My paper “Necessity of Hyperbolic Absolute Risk Aversion for the Concavity of Consumption Functions” was accepted at Journal of Mathematical Economics. The publication process was quite efficient. I came up with the idea in late September 2020 and wrote a short paper. After getting rejected from a different journal, I sent to JME. I am very happy that it came out in less than three months after I have started the project.

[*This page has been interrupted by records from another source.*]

PR #41, opened 2016-01-19
Fix: Implicit line height declaration breaking external Select use

omgaz:
- Set line height of .Select-value so labels and icons appear correctly aligned outside of examples

From this (notice white padding at bottom of select option value)
screen shot 2016-01-19 at 15 40 14

To this (notice how it fills the space)
screen shot 2016-01-19 at 15 40 56


camjc:
LGTM merging.

PR #43, opened 2016-01-19
Breaking: TreePicker modifications to make it usable

camjc:
- When there is no type or no path don't render the node's metadata.
- Make getSelected an Object instead of a function,
  call it initialSelection.
- Provide a callback for getSubtree
  so that it can be used asynchronously.


omgaz:
:fish_cake: LGTMerging :ramen:

PR #48, opened 2016-01-21
Breaking: TreePicker modifications

camjc:
- Since TreePicker state relies on the callback from getSubtree,
  just return null inside render if the callback hasn't fired yet.
- Sort nodes for display because its easier to read through.
- return the selected node ids grouped by rootTypeIds because we don't
  know if the consumer will have the ids unique across all rootTypes.
- Stop modifying node.path directly,
  clone it first so we don't keep reversing in a loop.
- Generalise the required message so it doesn't matter
  what the names of the rootTypes are.
- Fix CSS issue where switching tabs may resize the 50% panes.
- Tests: Make rootTypes use letters for ids to disambiguate between
  rootType ids and node ids.
- Modal: explicit font-weight instead of relying on cascade.


vinteo:
LGTM

omgaz:
:fish_cake: LGTMerging :ramen:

Journals in economics tend to be very slow in the review process, perhaps because many papers tend to be long and unfocused. We should all write concise and focused papers.

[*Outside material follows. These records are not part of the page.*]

PR #636, opened 2017-10-18
New: AlertInput onFocus prop addition

adityasabnis:
Add `onFocus` propType function to `AlertInput`

Resolves: https://github.com/Adslot/adslot-ui/issues/637

capture

### DIFF
--- a/src/components/adslot-ui/AlertInput/index.jsx
+++ b/src/components/adslot-ui/AlertInput/index.jsx
@@ -46,6 +46,10 @@ export default class AlertInput extends Component {
       isFocused: true,
       isPopoverVisible: Boolean(this.props.alertMessage),
     });
+
+    if (this.props.onFocus) {
+      this.props.onFocus(event);
+    }
   }
 
   handleInputBlur(event) {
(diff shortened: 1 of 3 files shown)


src/components/adslot-ui/AlertInput/index.jsx
```diff
@@ -46,6 +46,10 @@ export default class AlertInput extends Component {
       isFocused: true,
       isPopoverVisible: Boolean(this.props.alertMessage),
     });
+
+    if (this.props.onFocus) {
+      this.props.onFocus(event);
```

Recently, my working paper Susceptible-Infected-Recovered (SIR) Dynamics of COVID-19 and Economic Impact has surpassed my JEBO paper in terms of citation counts, and has become my most cited paper. My COVID-19 paper is one of the very first written by an economist on this topic, and it appeared in the first issue of the working paper series Covid Economics. Although I am no longer working on this paper since the situation with COVID-19 has been changing too quickly (especially when I wrote the paper in March 2020) to keep up with, I am glad that this paper has made some impact. In fact, it was featured in VoxEU and Fortune articles.

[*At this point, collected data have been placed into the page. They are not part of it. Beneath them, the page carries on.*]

PR #639, opened 2017-10-20
New: Add hover dropdown component

lightbringer1991:
after

### DIFF
--- a/docs/components/Layout/index.jsx
+++ b/docs/components/Layout/index.jsx
@@ -46,6 +46,7 @@ import TreePickerExample from '../../examples/TreePickerExample';
 import UserListPickerExample from '../../examples/UserListPickerExample';
 import InformationBoxExample from '../../examples/InformationBoxExample';
 import SplitPaneExample from '../../examples/SplitPaneExample';
+import HoverDropdownMenuExample from '../../examples/HoverDropdownMenuExample';
 
 import { PageTitle } from '../../../src/dist-entry';
 
@@ -87,6 +88,7 @@ const componentsBySection = {
   navigation: [
     'breadcrumb',
     'tab',
+    'hover-dropdown-menu',
   ],
   'feedback-and-states': [
     'alert',
@@ -175,6 +177,7 @@ class PageLayout extends React.Component {
             <PageTitle title="Navigation" />
             <BreadcrumbExample />
             <TabExample />
+            <HoverDropdownMenuExample />
 
             <PageTitle title="Feedback and States" />
             <AlertExample />
--- a/docs/examples/HoverDropdownMenuExample.jsx
+++ b/docs/examples/HoverDropdownMenuExample.jsx
@@ -1,0 +1,113 @@
+import _ from 'lodash';
+import React from 'react';
+import Example from '../components/Example';
+import {
+  Avatar,
+  HoverDropdownMenu,
+} from '../../src/dist-entry';
+
+
+class HoverDropdownMenuExample extends React.PureComponent {
+  render() {
+    const links = [
+      {
+        title: 'Adslot.com',
+        url: 'http://www.adslot.com',
+        target: '_self',
+        isEnabled: true,
+        onClick: _.noop,
+      },
+      {
+        title: 'Logout',
+        url: '#',
+        target: '_modal',
+        isEnabled: true,
+        onClick: _.noop,
+      },
+    ];
+
+    const props = {
+      arrowPosition: 'left',
+      headerText: 'Hello, John Smith',
+      hoverComponent: (<Avatar givenName="John" surname="Smith" />),
+    };
+
+    return (
+      <div className="hover-dropdown-example">
+        <HoverDropdownMenu {...props}>
+          {_.map(links, (link) => (
+            <HoverDropdownMenu.Item key={link.title} {...link} />
+          ))}
+        </HoverDropdownMenu>
+      </div>
+    );
+  }
+}
+
+
+const exampleProps = {
+  componentName: 'Hover Dropdown Menu',
+  notes: '',
+  exampleCodeSnippet: `
+const links = [
+  {
+    title: 'Adslot.com',
+    url: 'http://www.adslot.com',
+    target: '_self',
+    isEnabled: true,
+    onClick: _.noop,
+  },
+  {
+    title: 'Logout',
+    url: '#',
+    target: '_modal',
+    isEnabled: true,
+    onClick: _.noop,
+  },
+];
+
+const props = {
+  arrowPosition: 'left',
+  headerText: 'Hello, John Smith',
+  hoverComponent: (<Avatar givenName="John" surname="Smith" />),
+};
+
+<div className="hover-dropdown-example">
+  <HoverDropdownMenu {...props}>
+    {_.map(links, (link) => (
+      <HoverDropdownMenu.Item key={link.title} {...link} />
+    ))}
+  </HoverDropdownMenu>
+</div>
+`,
+  propTypes: [
+    {
+      propType: 'arrowPosition',
+      type: "oneOf ['left', 'right']",
+      defaultValue: 'left',
+      note: 'determine the placement of the popover',
+    }, {
+      propType: 'headerText',
+      type: 'string',
+      defaultValue: '',
+      note: 'If set to empty string, header will not be rendered.',
+    }, {
+      propType: 'links',
+      type: "arrayOf {oneOf ['_self', '_modal']: target, string: title, string: url, bool: isEnabled}",
+      defaultValue: '[ ]',
+      note: 'Each link will be used to render dropdown item',
+    }, {
+      propType: 'hoverComponent',
+      type: 'node',
+      note: 'displayed element to be hovered on, e.g. Avatar component.',
+    }, {
+      propType: 'onLinkClick',
+      type: 'func',
+      note: 'onLinkClick(link), callback when user clicks on a dropdown item; link is an object of `links` prop',
+      defaultValue: '_.noop',
+    },
+  ],
+};
+
+
+export default () => <Example {...exampleProps}><HoverDropdownMenuExample /></Example>;
--- a/src/components/adslot-ui/HoverDropdownMenu/PopoverLinkItem/index.jsx
+++ b/src/components/adslot-ui/HoverDropdownMenu/PopoverLinkItem/index.jsx
@@ -1,0 +1,49 @@
+/* eslint-disable react/prop-types */
+import _ from 'lodash';
+import React, { PropTypes } from 'react';
+import { Button } from 'react-bootstrap';
+import './styles.scss';
+
+
+class PopoverLinkItemComponent extends React.PureComponent {
+  render() {
+    const { target, title, url, isEnabled, onClick } = this.props;
+
+    const buttonProps = {
+      disabled: !isEnabled,
+      onClick,
+      bsStyle: 'link',
+    };
+
+    if (target !== '_modal') {
+      _.assign(buttonProps, { href: url });
+    }
+
+    if (target === '_blank') {
+      _.assign(buttonProps, { rel: 'noopener noreferrer' });
+    }
+
+    return (
+      <li className="popover-link-item">
+        <Button {...buttonProps}>{title}</Button>
+      </li>
+    );
+  }
+}
+
+export const LINK_PROPS = {
+  target: PropTypes.oneOf(['_blank', '_self', '_modal']),
+  title: PropTypes.string.isRequired,
+  url: PropTypes.string,
+  isEnabled: PropTypes.bool,
+};
+
+PopoverLinkItemComponent.propTypes = _.assign({ onClick: PropTypes.func }, LINK_PROPS);
+
+PopoverLinkItemComponent.defaultProps = {
+  target: '_self',
+  isEnabled: true,
+  onClick: _.noop,
+};
+
+export default PopoverLinkItemComponent;
--- a/src/components/adslot-ui/HoverDropdownMenu/index.jsx
+++ b/src/components/adslot-ui/HoverDropdownMenu/index.jsx
@@ -1,0 +1,127 @@
+import _ from 'lodash';
+import React, { PropTypes } from 'react';
+import { Overlay, Popover } from 'react-bootstrap';
+import PopoverLinkItem from './PopoverLinkItem';
+import './styles.scss';
+
+// if change this, change the width in styles.scss too
+const POPOVER_WIDTH = 160;
+
+/* eslint-disable react/prop-types */
+export const renderPopoverComponent = (arrowPosition) => (props) => {
+  // default offset is 50%, therefore to adjust to align with the arrow, we need to move back/forth 30%
+  const popoverOffset = POPOVER_WIDTH * 0.3;
+  const popoverProps = _.assign({}, props, {
+    arrowOffsetLeft: arrowPosition === 'left' ? '20%' : '80%',
+    style: {
+      left: arrowPosition === 'left' ? props.style.left + popoverOffset : props.style.left - popoverOffset,
+    },
+  });
+
+  return (<Popover {...popoverProps} />);
+};
+/* eslint-enable react/prop-types */
+
+
+export class HoverDropdownMenuComponent extends React.Component {
+  constructor(props) {
+    super(props);
+    this.state = {
+      isOpen: false,
+      target: null,
+      mouseInPopover: false,
+    };
+
+    this.closeMenu = _.debounce(() => {
+      if (!this.state.mouseInPopover) {
+        this.setState({
+          isOpen: false,
+        });
+      }
+    }, 100);
+
+    this.openMenu = this.openMenu.bind(this);
+    this.popoverEnterHandler = this.popoverEnterHandler.bind(this);
+    this.popoverLeaveHandler = this.popoverLeaveHandler.bind(this);
+  }
+
+  componentDidMount() {
+    // prevent default title popup if exists, assuming the first child is the hoverComponent
+    this.element.childNodes[0].removeAttribute('title');
+  }
+
+  openMenu(event) {
+    this.setState({
+      isOpen: true,
+      target: event.target,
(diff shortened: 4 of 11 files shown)


src/components/adslot-ui/HoverDropdown/PopoverLinkItem/index.jsx
```diff
@@ -0,0 +1,47 @@
...
+    if (link.target !== '_modal') {
+      _.assign(listGroupItemProps, { href: link.url });
+    }
+
+    return (<ListGroupItem {...listGroupItemProps}>{link.title}</ListGroupItem>);
+  }
+}
+
+PopoverLinkItem.propTypes = {
+  link: PropTypes.shape(DROPDOWN_MENU_ITEM_PROPTYPES).isRequired,
```
lightbringer1991: I'm tempted to flatten this prop, but just afraid that symphony needs to change the code quite a bit
thoughts @omgaz ?

docs/examples/HoverDropdownExample.jsx
```diff
@@ -0,0 +1,182 @@
...
+    this.state = {
+      isModalOpen: false,
+    };
+
+    this.closeModal = this.closeModal.bind(this);
+  }
+
+  closeModal() {
+    this.setState({ isModalOpen: false });
+  }
```
omgaz: I don't think this modal adds anything to the example. An example use-case would more likely be page navigation. A `noop` will suffice.

docs/examples/HoverDropdownExample.jsx
```diff
@@ -0,0 +1,182 @@
...
+        {
+          title: 'Open Modal',
+          url: 'http://www.google.com',
+          target: '_modal',
+          group: '',
+          isEnabled: true,
+          childNavigationLinks: [],
+        },
+      ],
+    };
```
omgaz: Just one example.

docs/examples/HoverDropdownExample.jsx
omgaz: The modal also muddies the example and detracts from the context of what this component is responsible for.

docs/examples/HoverDropdownExample.jsx
lightbringer1991: ok I'll remove the second set
was putting it there to view the rendered popover left and right orientation

docs/examples/HoverDropdownExample.jsx
```diff
@@ -0,0 +1,182 @@
...
+      note: 'If set to empty string, header will not be rendered.',
+    }, {
+      propType: 'links',
+      type: "arrayOf {oneOf ['_self', '_modal']: target, string: title, string: url, bool: isEnabled}",
+      defaultValue: '[ ]',
+      note: 'Each link will be used to render dropdown item',
+    }, {
+      propType: 'hoverComponent',
+      type: 'node',
+      note: 'displayed element to be hovered on',
```
omgaz: `… e.g. Avatar component.`

src/dist-entry/core.js
```diff
@@ -127,4 +128,5 @@ export {
   TreePickerNode,
   TreePickerSimplePure,
   UserListPicker,
+  HoverDropdown,
```
omgaz: Maybe `HoverDropdownMenu` is more intutive that links and actions are to be expected.

src/components/adslot-ui/HoverDropdown/styles.scss
```diff
@@ -0,0 +1,21 @@
+@import '~styles/variable';
+
+$dropdown-width: 160px;
+
+.hover-dropdown {
+  display: inline-block;
+}
+
+.hover-dropdown-popover {
```
omgaz: Can we nest this as to only have one root per file e.g.

```scss
.hover-dropdown {
  display: inline-block;

  &-dropdown-popover {
    …
  }
}
```

src/components/adslot-ui/HoverDropdown/propTypes.js
```diff
@@ -0,0 +1,10 @@
+import { PropTypes } from 'react';
+
+const DROPDOWN_MENU_ITEM_PROPTYPES = {
+  target: PropTypes.oneOf(['_self', '_modal']),  // not sure if there are any other target type
```
omgaz: _blank

also if `_blank` then we should be adding `rel="noopener noreferrer"` to the `<a>`

src/components/adslot-ui/HoverDropdown/propTypes.js
```diff
@@ -0,0 +1,10 @@
...
+  title: PropTypes.string,
+  url: PropTypes.string,
```
omgaz: Maybe optionally a url or an onClick (there may be case for changing page for a single page app) in which case we probably shouldn't be using `<a>` but `<Button bsStyle='link'>`; which would also, conveniently, save us some extra css with spacing / padding etc...

src/components/adslot-ui/HoverDropdown/PopoverLinkItem/index.jsx
```diff
@@ -0,0 +1,48 @@
...
+      onClick: this.onLinkItemClick,
+    };
+
+    if (link.target !== '_modal') {
+      _.assign(anchorProps, { href: link.url });
+    }
+
+    return (
+      <li className="popover-link-item">
+        <a {...anchorProps}>{link.title}</a>
```
omgaz: See notes on bootstrap styling

src/components/adslot-ui/HoverDropdown/PopoverLinkItem/index.jsx
```diff
@@ -0,0 +1,48 @@
...
+    const { link, onClick } = this.props;
+    onClick(link);
+  }
+
+  render() {
+    const { link } = this.props;
+
+    const anchorProps = {
+      disabled: !link.isEnabled,
+      onClick: this.onLinkItemClick,
```
omgaz: onClick shouldn't be set on an anchor tag, use a `<Button bsStyle='link'>`

src/components/adslot-ui/HoverDropdown/PopoverLinkItem/styles.scss
```diff
@@ -0,0 +1,20 @@
+@import '~styles/color';
+
+.popover-link-item {
+  list-style-type: none;
```
omgaz: Bootstrap should do a lot of this for us with `list-unstyled` on the `<ul>`

src/components/adslot-ui/HoverDropdown/PopoverLinkItem/styles.scss
```diff
@@ -0,0 +1,20 @@
...
+    text-decoration: none;
+    color: inherit;
+
+    &:hover {
+      text-decoration: none;
+    }
+
+    &:active {
+      text-decoration: none;
+    }
```
omgaz: Bootstrap should do a lot of this for us with `bsStyle='link' / className='btn btn-link'` on the `<button> / <a>`

src/components/adslot-ui/HoverDropdown/PopoverLinkItem/styles.scss
```diff
@@ -0,0 +1,20 @@
...
+  }
+}
```
omgaz: I don't think any of this file is needed with the bootstrap replacements.

src/components/adslot-ui/HoverDropdown/index.jsx
```diff
@@ -0,0 +1,140 @@
...
+            <Popover
+              id="hover-dropdown-popover"
+              className="hover-dropdown-popover"
+              onMouseEnter={this.popoverEnterHandler}
+              onMouseLeave={this.popoverLeaveHandler}
+              title={headerText}
+              arrowOffsetLeft={arrowPosition === 'left' ? '20%' : '80%'}
+              positionLeft="20%"
+            >
+              <ListGroup>
```
omgaz: What does this do? Can we not just use a <ul className="list-unstyled">?

src/components/adslot-ui/HoverDropdown/index.jsx
```diff
@@ -0,0 +1,140 @@
...
+            placement="bottom"
+            onEntering={this.onEntering}
+          >
+            <Popover
+              id="hover-dropdown-popover"
+              className="hover-dropdown-popover"
+              onMouseEnter={this.popoverEnterHandler}
+              onMouseLeave={this.popoverLeaveHandler}
+              title={headerText}
+              arrowOffsetLeft={arrowPosition === 'left' ? '20%' : '80%'}
```
omgaz: nice :)

src/components/adslot-ui/HoverDropdown/PopoverLinkItem/index.jsx
omgaz: We'll get them to review it as well. I think flattening it and we should be ok.

docs/examples/HoverDropdownExample.jsx
omgaz: Yea, it's good to sandbox this stuff and visually verify that everything's good! Thanks for thinking about both use cases.

src/components/adslot-ui/HoverDropdown/PopoverLinkItem/index.jsx
lightbringer1991: it's reused in the parent component, since it uses an array of `link` as a prop

src/components/adslot-ui/HoverDropdown/index.jsx
lightbringer1991: this actually doesn't work with `Overlay`, so I need to implement custom solution

docs/examples/HoverDropdownMenuExample.jsx
```diff
@@ -0,0 +1,100 @@
...
+  Avatar,
+  HoverDropdownMenu,
+} from '../../src/dist-entry';
+
+
+class HoverDropdownMenuExample extends React.PureComponent {
+  render() {
+    const props = {
+      arrowPosition: 'left',
+      headerText: 'header',
```
omgaz: Can this be changed to match the example: `Hello, John Smith`

docs/examples/HoverDropdownMenuExample.jsx
```diff
@@ -0,0 +1,100 @@
...
+      onLinkClick: _.noop,
+      hoverComponent: (<Avatar givenName="John" surname="Smith" tooltip="test tooltip" />),
```
omgaz: Can the tooltip be removed, with this example it's not needed.

docs/examples/HoverDropdownMenuExample.jsx
```diff
@@ -0,0 +1,100 @@
...
+      links: [
+        {
+          title: 'Adslot.com',
+          url: 'http://www.adslot.com',
+          target: '_self',
+          isEnabled: true,
+        },
+        {
+          title: 'Open Modal',
+          url: 'http://www.google.com',
```
omgaz: Opening google in a modal doesn't really make sense. Maybe change this to be logout with a _.noop

src/components/adslot-ui/HoverDropdownMenu/styles.scss
```diff
@@ -0,0 +1,17 @@
+@import '~styles/variable';
+
+$dropdown-width: 160px;
```
omgaz: Global vars are exported. If we don't mean for this scope it inside `.hover-dropdown`

omgaz:
The header should also have consistent spacing to the list items.

See github's example:

screen shot 2017-11-03 at 10 29 52

src/components/adslot-ui/HoverDropdownMenu/styles.scss
lightbringer1991: I think we can scope it for now, I don't see any other use case for this variable yet.

src/components/adslot-ui/HoverDropdownMenu/index.jsx
```diff
@@ -0,0 +1,143 @@
...
+
+      </div>
+    );
+  }
+}
+
+HoverDropdownMenuComponent.propTypes = {
+  arrowPosition: PropTypes.oneOf(['left', 'right']),
+  headerText: PropTypes.string,
+  links: PropTypes.arrayOf(PropTypes.shape(LINK_PROPS)),
```
lightbringer1991: I'd like to have the `onClick` handler inside the link item itself, right now it uses a global `onLinkClick` function

what do you think @omgaz

src/components/adslot-ui/HoverDropdownMenu/PopoverLinkItem/index.jsx
```diff
@@ -0,0 +1,49 @@
...
+
+    return (
+      <li className="popover-link-item">
+        <Button {...buttonProps}>{title}</Button>
+      </li>
+    );
+  }
+}
+
+export const LINK_PROPS = {
```
sonhanguyen: need a consensus on constant naming convention.
I think it's suitable for primitives and enums, not so for objects because they are mutable (and also for some reason it's not a convention in the js community)

src/components/adslot-ui/HoverDropdownMenu/index.jsx
sonhanguyen: how about instead of passing some object that this menu component needs to know the shape of, you can simply pass children that are element of the component that already define the shape and already has `onClick` in it?
```
// ...
<ul className="list-unstyled">
    {children.map(element =>
        React.cloneElement(element, {
           ...element.props,
           onClick() {
              element.props.onClick()
              this.onLinkClick()
           }
        })
    )} 
// ...
children: PropTypes.arrayOf(PropTypes.shape(
   type: PopoverLinkItem
   props: PropTypes.shape({
       onClick: PropTypes.func
       // do not care about the rest of the props
   })
))
```

sonhanguyen: since the elements already have `onClick`, you won't need to expose `onLinkClick` as a prop anymore

xiaofan2406:
Just curious, whats the context of this PR?

I feel this component isn't necessary. we are passing massive json objects to specify what to render, rather than laying out the components themselves.

It gets very difficult to maintain as well. If say later, we want to render a `input` inside the popover menu, for the current implementation, , we need to change `link_props`, and the `onLinkClick` etc and the API for this components would get even bigger.

Maybe we need
- a `Popover` component that can knows what to render inside the popover and handles the hover action to show its content
- a `Menu` component that can knows how to render its children. Basically a very dump component purely include styles. Ofc we can add shortcut to simplify the `MenuItem` components such as `onItemClick` if all the item has the same handler.
- a `MenuItem` component that deals with the action of a menu item. It could be anything, a link, a button, a text or a input that knows what to do with itself.

and then to achieve this component's usage, we would just render a bunch of `MenuItem`s in the `Menu` and then pass in `Menu` as the content of the `Popover`

src/components/adslot-ui/HoverDropdownMenu/PopoverLinkItem/index.jsx
```diff
@@ -0,0 +1,49 @@
+/* eslint-disable react/prop-types */
+import _ from 'lodash';
+import React, { PropTypes } from 'react';
+import { Button } from 'react-bootstrap';
+import './styles.scss';
+
+
+class PopoverLinkItemComponent extends React.PureComponent {
```
xiaofan2406: imagine some place in our angular code we have `scope.buttonProps` and that gets passed in to a `PopoverLinkItemComponent `. and then we do `scope.buttonProps.disable = true` on some condition. wouldn't this component fail to re-render?

lightbringer1991: `buttonProps` is not a prop for this component, it is composed using various props, so I don't think it's gonna be confused even when you pass in the same variable name manually.
Besides, this component is not exported to be used.

docs/components/Layout/index.jsx
```diff
@@ -87,6 +88,7 @@ const componentsBySection = {
   navigation: [
     'breadcrumb',
     'tab',
+    'hover-dropdown',
```
omgaz: hover-dropdown-menu

docs/examples/HoverDropdownMenuExample.jsx
```diff
@@ -0,0 +1,100 @@
...
+      <div className="hover-dropdown-example">
+        <HoverDropdownMenu {...props} />
+      </div>
+    );
+  }
+}
+
+
+const exampleProps = {
+  componentName: 'HoverDropdownMenu',
```
omgaz: Hover Dropdown Menu

src/components/adslot-ui/HoverDropdownMenu/styles.scss
```diff
@@ -0,0 +1,27 @@
...
+      ul {
+        margin: 0;
+      }
+
+      .btn {
+        padding: 0;
+      }
+    }
+  }
+}
```
omgaz: Add `$popover-title-bg: $color-background` to `src/styles/variable.scss` under the popover section. We want to maintain white backgrounds for headers.

src/components/adslot-ui/HoverDropdownMenu/index.jsx
```diff
@@ -0,0 +1,143 @@
...
+    const newLeft = this.props.arrowPosition === 'left' ? left + offset : left - offset;
+
+    _.assign(element.style, {
+      left: `${newLeft}px`,
+    });
+
+    // alter arrow position to left-oriented or right-oriented
+    _.assign(element.children[0].style, {
+      left: this.props.arrowPosition === 'left' ? '20%' : '80%',
+    });
```
omgaz: Why aren't we using the supported `arrowOffsetLeft` on the popoover?

https://react-bootstrap.github.io/components.html#popover-props

omgaz:
Also, wiggle the mouse left and right over the item and it bugs out.

bugs

omgaz:
And each line needs a background hover.

Something like:

```
  li:hover {
    background-color: $color-gray-white;
  }
```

I have been using \(\LaTeX\) for over 20 years now. When I write a displayed equation without numbering on a single line, I have been using $$...$$ because it was simple. I didn’t understand why some people use \[...\], because the latter takes more time to type and is not necessarily easy to read. Today I read this article and learned that $$...$$ is incorrect. From now on, I will switch to \begin{equation*}...\end{equation*} because it is easy to read and we can add equation numbering by deleting * if we change our mind.

Let \(A, B\) be square (complex) matrices such that \(|B| \le A\). Then it is well known that \(\rho(B) \le \rho(|B|) \le \rho(A)\), where \(\rho\) denotes the spectral radius (largest absolute value of all eigenvalues). See, for example, Theorem 8.4.5 of Horn and Johnson (2013). In my recent paper, we needed to use the spectral abscissa (largest real part of all eigenvalues) instead of the spectral radius. By analogy, we can make the following conjecture: if \(A, B\) are square complex matrices such that \(\mathrm{Re} b_{nn} \le a_{nn}\) for all \(n\) and \(|b_{nn’}| \le a_{nn’}\) for all \(n \neq n’\), then is it true that \(\zeta(B) \le \zeta(A)\), where \(\zeta\) denotes the spectral abscissa?

There is a restaurant called “The Bistro” on UCSD campus. Although I don’t like this restaurant because it’s basically a fusion American Asian place, sometimes I have to eat there when we take seminar speakers for lunch. Once I ordered some fried cod (neither quite fish and chips nor tempura). On the menu it said the dish comes with brown rice, so I asked the server to substitute white rice for brown rice. (Most Japanese people eat white rice - only those with strong opinions eat brown rice, though obviously the latter is healthier.) When the dish arrived, I was stunned that the rice, though white, was sushi rice (i.e., vinegared rice). I asked the server to bring proper white rice but she didn’t know the difference. Since then, whenever I organize the seminar lunch, I choose a different place.

I have created a new website. I have been using Google Sites to create my old website. I like the classic Google Sites because it allows the user to take control of the structure by programming in html. However, the new Google Sites no longer have this feature, and since the classic Google Sites will be discontinued in 2021, I had to do something else. After a bit of Google search, I found this template, which is exactly what I wanted (ability to take full control, free, no advertisements, etc.).